Items from a dataset:
------------------------------

PR #1951, opened 2019-04-19
Fix shape inference for ConstantOfShape op

askhade:
Bug fix for ConstantOfShape shape inference. mutable_shape for output should be called only when we can do the shape inference.

### DIFF
--- a/onnx/defs/tensor/defs.cc
+++ b/onnx/defs/tensor/defs.cc
@@ -313,15 +313,6 @@ ONNX_OPERATOR_SET_SCHEMA(
 
           auto rank = ctx.getInputType(0)->tensor_type().shape().dim_size();
 
-          // rank == 0 may mean that shape inference can't be done yet.
-          // today shape inference is not complete for all the operators.
-          // when such an op preceeds concat rank can be 0.
-          // TODO : Fix shape inferencing for all ops to fall back to rank
-          // inference when shape inferening cant be done.
-          if (rank == 0) {
-            return;
-          }
-
           auto axisAttr = ctx.getAttribute("axis");
           if (!axisAttr) {
             fail_shape_inference("Required attribute axis is missing");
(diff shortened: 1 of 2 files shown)


onnx/defs/tensor/defs.cc
```diff
@@ -313,6 +313,15 @@ ONNX_OPERATOR_SET_SCHEMA(
 
           auto rank = ctx.getInputType(0)->tensor_type().shape().dim_size();
 
+          // rank == 0 may mean that shape inference can't be done yet.
```
linkerzhang: maybe it's better to check whether ctx.getInputType(0)->tensor_type().has_shape().

This reminds me that a "Status" is still needed to be returned for shape inference function, so that, frameworks calling shape inference in a graph can do early stop (without having to do that via throwing and catching exceptions).

@gramalingam  thoughts?

gramalingam: The existing check for “hasNInputShapes(…)” already checks for this. So, I am guessing that the real bug lies elsewhere … it could be in the shape-inference for a preceding node.   

This is somewhat fragile, because of the way “protobuf”’s optional fields work. The “shape” field is optional and not set if it is not known (e.g., if it’s rank is not known). So, every line of code that tries to access “.shape()” should first check if it “.has_shape()”. Otherwise, protobuf accessors will allocate the shape to a default-value when someone accesses it. So, my guess is that some recently added shape-inference code accesses the “.shape()” field without first checking if it “.has_shape()”. 

It is likely to be in the shape-inference for some preceding node that has the same tensor-variable as input or output.

askhade: As @gramalingam mentioned:  ctx.getInputType(0)->tensor_type().has_shape() is already being checked as part of hasNInputShapes(…)

lucienwang1009: rank() == 0 may mean the tensor is a scalar. And concatenating a scalar with an array is obviously wrong.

------------------------------

• [WHAT THE TASK ASKS]
Search the records for the word "hasNInputShapes". Copy each line where it appears.

• [EXERCISE ANSWER]
gramalingam: The existing check for “hasNInputShapes(…)” already checks for this. So, I am guessing that the real bug lies elsewhere … it could be in the shape-inference for a preceding node.   
askhade: As @gramalingam mentioned:  ctx.getInputType(0)->tensor_type().has_shape() is already being checked as part of hasNInputShapes(…)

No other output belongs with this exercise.